▶ [EXERCISE DIRECTIONS]:
Reproduce the following entries exactly, leaving nothing out.

▶ [RECORDED DATA]:
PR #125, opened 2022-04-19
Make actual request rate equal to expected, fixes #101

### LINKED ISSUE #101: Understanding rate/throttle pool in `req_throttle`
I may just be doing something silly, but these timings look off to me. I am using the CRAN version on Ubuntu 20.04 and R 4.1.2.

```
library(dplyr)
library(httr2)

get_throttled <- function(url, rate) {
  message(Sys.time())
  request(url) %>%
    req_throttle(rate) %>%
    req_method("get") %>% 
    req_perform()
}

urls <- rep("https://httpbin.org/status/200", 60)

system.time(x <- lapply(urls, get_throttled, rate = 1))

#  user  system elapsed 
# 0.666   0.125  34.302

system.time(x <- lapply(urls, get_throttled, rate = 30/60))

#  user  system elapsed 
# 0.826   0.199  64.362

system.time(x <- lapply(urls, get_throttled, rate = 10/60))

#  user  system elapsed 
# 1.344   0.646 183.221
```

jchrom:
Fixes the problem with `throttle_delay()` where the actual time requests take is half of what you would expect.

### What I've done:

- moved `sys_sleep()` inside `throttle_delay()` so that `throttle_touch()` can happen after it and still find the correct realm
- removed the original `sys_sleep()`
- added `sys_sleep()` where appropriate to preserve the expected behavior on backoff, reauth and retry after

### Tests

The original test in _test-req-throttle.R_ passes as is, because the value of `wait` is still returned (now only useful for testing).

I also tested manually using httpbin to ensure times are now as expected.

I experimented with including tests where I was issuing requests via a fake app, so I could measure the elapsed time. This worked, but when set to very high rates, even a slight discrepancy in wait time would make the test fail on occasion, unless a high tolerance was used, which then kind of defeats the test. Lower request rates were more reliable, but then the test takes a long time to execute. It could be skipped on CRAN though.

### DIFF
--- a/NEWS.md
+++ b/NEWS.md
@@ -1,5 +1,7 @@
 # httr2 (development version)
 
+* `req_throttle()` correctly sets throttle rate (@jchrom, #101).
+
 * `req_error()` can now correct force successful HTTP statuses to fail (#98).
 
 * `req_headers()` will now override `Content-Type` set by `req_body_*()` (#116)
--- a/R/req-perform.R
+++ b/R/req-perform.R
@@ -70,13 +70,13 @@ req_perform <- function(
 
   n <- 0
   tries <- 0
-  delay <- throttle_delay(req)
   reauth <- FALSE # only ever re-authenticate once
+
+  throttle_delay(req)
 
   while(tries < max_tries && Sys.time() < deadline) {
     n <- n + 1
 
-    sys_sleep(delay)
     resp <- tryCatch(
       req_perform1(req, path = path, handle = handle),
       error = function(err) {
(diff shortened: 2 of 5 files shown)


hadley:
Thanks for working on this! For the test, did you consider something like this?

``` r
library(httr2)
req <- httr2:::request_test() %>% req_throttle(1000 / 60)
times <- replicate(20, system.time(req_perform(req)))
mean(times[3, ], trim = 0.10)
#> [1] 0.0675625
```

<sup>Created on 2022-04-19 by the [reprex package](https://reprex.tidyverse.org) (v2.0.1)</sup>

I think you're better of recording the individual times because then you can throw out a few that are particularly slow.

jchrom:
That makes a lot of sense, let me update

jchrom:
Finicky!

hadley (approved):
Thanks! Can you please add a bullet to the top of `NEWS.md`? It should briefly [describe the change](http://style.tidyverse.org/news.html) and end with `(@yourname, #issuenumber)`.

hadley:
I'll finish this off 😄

▶ [REPLY TO THE TASK]:
PR #125, opened 2022-04-19
Make actual request rate equal to expected, fixes #101

### LINKED ISSUE #101: Understanding rate/throttle pool in `req_throttle`
I may just be doing something silly, but these timings look off to me. I am using the CRAN version on Ubuntu 20.04 and R 4.1.2.

```
library(dplyr)
library(httr2)

get_throttled <- function(url, rate) {
  message(Sys.time())
  request(url) %>%
    req_throttle(rate) %>%
    req_method("get") %>% 
    req_perform()
}

urls <- rep("https://httpbin.org/status/200", 60)

system.time(x <- lapply(urls, get_throttled, rate = 1))

#  user  system elapsed 
# 0.666   0.125  34.302

system.time(x <- lapply(urls, get_throttled, rate = 30/60))

#  user  system elapsed 
# 0.826   0.199  64.362

system.time(x <- lapply(urls, get_throttled, rate = 10/60))

#  user  system elapsed 
# 1.344   0.646 183.221
```

jchrom:
Fixes the problem with `throttle_delay()` where the actual time requests take is half of what you would expect.

### What I've done:

- moved `sys_sleep()` inside `throttle_delay()` so that `throttle_touch()` can happen after it and still find the correct realm
- removed the original `sys_sleep()`
- added `sys_sleep()` where appropriate to preserve the expected behavior on backoff, reauth and retry after

### Tests

The original test in _test-req-throttle.R_ passes as is, because the value of `wait` is still returned (now only useful for testing).

I also tested manually using httpbin to ensure times are now as expected.

I experimented with including tests where I was issuing requests via a fake app, so I could measure the elapsed time. This worked, but when set to very high rates, even a slight discrepancy in wait time would make the test fail on occasion, unless a high tolerance was used, which then kind of defeats the test. Lower request rates were more reliable, but then the test takes a long time to execute. It could be skipped on CRAN though.

### DIFF
--- a/NEWS.md
+++ b/NEWS.md
@@ -1,5 +1,7 @@
 # httr2 (development version)
 
+* `req_throttle()` correctly sets throttle rate (@jchrom, #101).
+
 * `req_error()` can now correct force successful HTTP statuses to fail (#98).
 
 * `req_headers()` will now override `Content-Type` set by `req_body_*()` (#116)
--- a/R/req-perform.R
+++ b/R/req-perform.R
@@ -70,13 +70,13 @@ req_perform <- function(
 
   n <- 0
   tries <- 0
-  delay <- throttle_delay(req)
   reauth <- FALSE # only ever re-authenticate once
+
+  throttle_delay(req)
 
   while(tries < max_tries && Sys.time() < deadline) {
     n <- n + 1
 
-    sys_sleep(delay)
     resp <- tryCatch(
       req_perform1(req, path = path, handle = handle),
       error = function(err) {
(diff shortened: 2 of 5 files shown)


hadley:
Thanks for working on this! For the test, did you consider something like this?

``` r
library(httr2)
req <- httr2:::request_test() %>% req_throttle(1000 / 60)
times <- replicate(20, system.time(req_perform(req)))
mean(times[3, ], trim = 0.10)
#> [1] 0.0675625
```

<sup>Created on 2022-04-19 by the [reprex package](https://reprex.tidyverse.org) (v2.0.1)</sup>

I think you're better of recording the individual times because then you can throw out a few that are particularly slow.

jchrom:
That makes a lot of sense, let me update

jchrom:
Finicky!

hadley (approved):
Thanks! Can you please add a bullet to the top of `NEWS.md`? It should briefly [describe the change](http://style.tidyverse.org/news.html) and end with `(@yourname, #issuenumber)`.

hadley:
I'll finish this off 😄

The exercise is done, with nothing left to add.